Input data Block Start

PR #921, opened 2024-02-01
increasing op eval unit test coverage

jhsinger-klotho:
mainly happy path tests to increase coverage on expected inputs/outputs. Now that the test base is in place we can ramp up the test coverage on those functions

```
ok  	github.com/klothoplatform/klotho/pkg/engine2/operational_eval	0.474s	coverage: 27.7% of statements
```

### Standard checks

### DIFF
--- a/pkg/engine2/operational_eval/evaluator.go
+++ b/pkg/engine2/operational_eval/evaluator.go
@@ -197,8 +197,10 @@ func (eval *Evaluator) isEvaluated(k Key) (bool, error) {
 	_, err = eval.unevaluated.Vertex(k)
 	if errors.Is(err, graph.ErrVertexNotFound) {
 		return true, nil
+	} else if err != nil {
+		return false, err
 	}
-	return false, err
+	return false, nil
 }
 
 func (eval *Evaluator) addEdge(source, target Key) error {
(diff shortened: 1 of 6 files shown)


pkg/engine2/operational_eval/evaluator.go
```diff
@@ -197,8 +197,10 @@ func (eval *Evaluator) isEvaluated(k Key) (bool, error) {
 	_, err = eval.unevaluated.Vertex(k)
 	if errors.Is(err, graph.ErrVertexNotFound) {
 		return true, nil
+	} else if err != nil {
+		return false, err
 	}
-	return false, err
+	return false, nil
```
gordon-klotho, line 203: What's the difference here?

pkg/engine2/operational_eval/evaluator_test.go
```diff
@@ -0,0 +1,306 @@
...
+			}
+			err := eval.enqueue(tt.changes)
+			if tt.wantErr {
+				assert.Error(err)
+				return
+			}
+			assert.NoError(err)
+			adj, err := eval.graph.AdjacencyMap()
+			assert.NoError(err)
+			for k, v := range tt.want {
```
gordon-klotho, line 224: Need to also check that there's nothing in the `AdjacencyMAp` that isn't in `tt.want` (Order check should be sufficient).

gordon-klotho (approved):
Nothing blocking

Input data Block End
Input data Block Start

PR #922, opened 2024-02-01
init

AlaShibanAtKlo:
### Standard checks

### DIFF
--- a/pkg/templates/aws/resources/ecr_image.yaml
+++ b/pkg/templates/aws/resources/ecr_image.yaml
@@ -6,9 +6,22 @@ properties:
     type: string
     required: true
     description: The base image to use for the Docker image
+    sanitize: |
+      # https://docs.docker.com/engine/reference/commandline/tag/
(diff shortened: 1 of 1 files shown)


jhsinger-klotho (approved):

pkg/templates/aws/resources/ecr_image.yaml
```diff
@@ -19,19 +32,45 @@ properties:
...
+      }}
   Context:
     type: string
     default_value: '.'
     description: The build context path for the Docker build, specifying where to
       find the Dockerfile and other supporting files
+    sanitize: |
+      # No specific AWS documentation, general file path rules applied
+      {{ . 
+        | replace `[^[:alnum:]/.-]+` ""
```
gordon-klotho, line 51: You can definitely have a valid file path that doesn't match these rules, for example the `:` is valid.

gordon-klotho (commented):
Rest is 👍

Input data Block End

All lines with the word "coverage" should be copied from the material above.

increasing op eval unit test coverage
mainly happy path tests to increase coverage on expected inputs/outputs. Now that the test base is in place we can ramp up the test coverage on those functions
ok  	github.com/klothoplatform/klotho/pkg/engine2/operational_eval	0.474s	coverage: 27.7% of statements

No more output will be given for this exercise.